Opinión

Jugando con la muerte

Pues sí, dilecta leyente, resulta que unos se hacen los muertos como ofrenda precisamente a estar todavía vivos, otros son unos vivos que se hacen los muertos para cobrar el seguro de vida, otros mueren arriesgando su vida de forma gratuita, y otros sencillamente se suicidan porque no les gusta como están las cosas

En el primer caso están los que acuden a las romerías dentro de ataúdes, portados por familiares o amigos, como muestra de agradecimiento por haber salvado el pellejo o por algún otro favor pendiente de resolución por la santa milagrosa que, al parecer, cura las enfermedades. Aquí en Galicia tenemos una escabrosa representación: En la provincia de A Coruña, existen la de San Andrés de Teixido, en el lugar de su mismo nombre, y la de “A festa das mortaxas” en Pobra do Caramiñal. Y en Pontevedra, la procesión de Santa Marta de Ribarteme, en As Neves.

En el segundo caso, están los estafadores del seguro. Fingen su muerte con la intención de cobrar. Los hay que son unos chapuzas, pues se olvidan que uno de los trámites es conseguir un parte de defunción, un cadáver, que no sea el suyo, pero con el que pueda ser confundido (por ejemplo quemado o desfigurado), minimizar el número de personas que te van a buscar (acreedores que no se fíen), proveerse de una nueva identidad, largarse lo más lejos posible del lugar de la estafa y llevar una vida discreta. Otros son más ingeniosos, pero no tienen suerte y mueren después de darlos por fallecidos, en atropello o cualquier otro accidente, y el ADN es un insobornable delator, por lo que se descubre el fraude. Otros se quedan cerca de la “viuda” y son pronto encontrados, o sencillamente rompen el pacto con la “beneficiaria”, normalmente por una razón de cuernos y ésta canta. Otros se hacen famosos, y cualquier periodista avispado descubre el tongo.

Para evitar tener que presentar cadáver ajeno, se acude a la fórmula de la desaparición, y cuanto más cruento sea el supuesto siniestro, más pronto se le dará legalmente por muerto. Claro que lo más efectivo es cargarse al hermano gemelo, que, además del parecido, tiene el mismo ADN. Sólo existe un problema: tienen distinta impresión dactilar.

Lo malo es la existencia de bandas que se dedican de forma profesional a tan “obituaria” labor, matan y luego con la documentación de la víctima intentan cobrar, tras hacerle un seguro poniéndose como beneficiarios, bien antes o después del asesinato.

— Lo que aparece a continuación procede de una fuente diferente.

PR #920, opened 2020-09-18
Temporarily remove fallback codeowners rule

eirikurn:
# Temporarily remove fallback codeowners rule

## What

Changed the core maintainer rule to only focus on root files and the .github directory.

Otros se juegan gratuitamente sus vidas en deportes de riesgo o en juegos peligrosos, y los menos, simplemente se quitan de en medio. En este sentido, cabe hablar de una especie de vasos comunicantes, y es que al disminuir los fallecimientos en accidentes de tráfico, se han reducido los trasplantes de órganos, que, por otra parte, se compensan con el aumento de suicidios.

Y, así, es necesario que alguien muera para que otro viva. Es la ley de la selva, sólo que democratizada.